Meine Gedanken drehen sich im Kreis.
Auf meiner Stirne sammelt sich der Schweiß.
Ich weiß, dass ich nicht mehr daran denken will,
aber meine Gedanken schweigen niemals still.
Ich schalte den Fernseher ein,
starre das Bild an, hier, für mich allein
und hör die Stimme in mir sprechen.
Lass dir das nicht gefallen, du solltest dich rächen.

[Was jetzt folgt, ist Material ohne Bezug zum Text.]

PR #228, opened 2019-09-05
Sarkars/use in-graph ngfunc string instead of deserializing

sayantan-nervana:
Main change:
1. In case of AOT, we deserialize and serialize the ng function. No need to do that, we can directly pass the ng function to file.

Other changes:
1. Added an overload of `NgraphSerialize` that accepts a string to dump to file, rather than an ng_function itself
3. Removed some unused functions from impl, since they were not being used by ngraph_encapsulate_op.cc (such as `SetNgFunctionMap`)
4. Unified all the exec map clearing functions into one function `ClearExecMaps`
5. Some functions in impl like `GetNumberOfCopies`, `SetNumberOfCopies` and `GetGraphId` are only used in var-opts path. so moved them under`#if defined(NGRAPH_TF_ENABLE_VARIABLES_AND_OPTIMIZERS)`
6. Corrected the behaviour or `SetCopyLog` and renamed it to `AppendCopyLog`
7. Added a new function `DumpNgFunction` that will dump the ng function in case of errors. It hides if its actually dumping the ngfunction or the serialized string (in case of aot) 

https://jira.devtools.intel.com/browse/NGTF-2255

### DIFF
--- a/ngraph_bridge/ngraph_encapsulate_impl.cc
+++ b/ngraph_bridge/ngraph_encapsulate_impl.cc
@@ -152,7 +152,7 @@ Status NGraphEncapsulateImpl::GetNgExecutable(
     }
 
     int function_size;
-    if (!m_do_aot){
+    if (!m_do_aot) {
       function_size = ng_function->get_graph_size() / 1024;  // kb unit
     }
 
@@ -165,7 +165,7 @@ Status NGraphEncapsulateImpl::GetNgExecutable(
       file_name += ("_" + to_string(rank_id));
 #endif
       file_name += ".json";
-      if (m_do_aot){
+      if (m_do_aot) {
         NgraphSerialize(file_name, serialized_ng_function);
       } else {
         NgraphSerialize(file_name, ng_function);
@@ -181,7 +181,7 @@ Status NGraphEncapsulateImpl::GetNgExecutable(
       int input_tensors_bytes_free = 0;
       evicted_ng_exec = m_ng_exec_map[m_lru.back()];
       m_ng_exec_map.erase(m_lru.back());
-      if (m_do_aot){
+      if (m_do_aot) {
         m_serialized_ng_function_map.erase(evicted_ng_exec);
       } else {
         m_ng_function_map.erase(evicted_ng_exec);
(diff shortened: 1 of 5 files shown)


ngraph_bridge/ngraph_encapsulate_impl.cc
```diff
@@ -222,21 +235,36 @@ Status NGraphEncapsulateImpl::GetNgExecutable(
...
+      } else {
+        NgraphSerialize(file_name, ng_function);
+      }
       return errors::Internal("Caught exception while compiling op_backend: ",
                               exp.what(), "\n");
     } catch (...) {
       BackendManager::UnlockBackend(m_op_backend_name);
-      NgraphSerialize("tf_function_error_" + m_name + ".json", ng_function);
+      string file_name = "tf_function_error_" + m_name + ".json";
+      if (m_do_aot) {
```
sayantan-nervana: use DumpNgFunction

ngraph_bridge/ngraph_encapsulate_impl.cc
```diff
@@ -222,21 +235,36 @@ Status NGraphEncapsulateImpl::GetNgExecutable(
       }
     } catch (const std::exception& exp) {
       BackendManager::UnlockBackend(m_op_backend_name);
-      NgraphSerialize("tf_function_error_" + m_name + ".json", ng_function);
+      string file_name = "tf_function_error_" + m_name + ".json";
```
sayantan-nervana: use DumpNgFunction

ngraph_bridge/ngraph_encapsulate_impl.cc
```diff
@@ -145,22 +148,28 @@ Status NGraphEncapsulateImpl::GetNgExecutable(
...
 #if defined NGRAPH_DISTRIBUTED
       int rank_id;
       rank_id = ng::get_distributed_interface()->get_rank();
-      NgraphSerialize(
-          "tf_function_" + m_name + "_" + to_string(rank_id) + ".json",
-          ng_function);
+      file_name += ("_" + to_string(rank_id));
 #endif
+      file_name += ".json";
+      if (m_do_aot) {
```
sayantan-nervana: use DumpNgFunction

So etwas darf man mit dir nicht machen.
Deine Feinde haben nichts zu lachen.
Ich spüre die Wut in meinem Bauch
und meine Gedanken spür ich auch.
Nein, ich will nicht mehr daran denken,
versuche mich nun abzulenken.
Der Ton wird einfach lauter gestellt,
auch wenn das Thema mir gar nicht gefällt.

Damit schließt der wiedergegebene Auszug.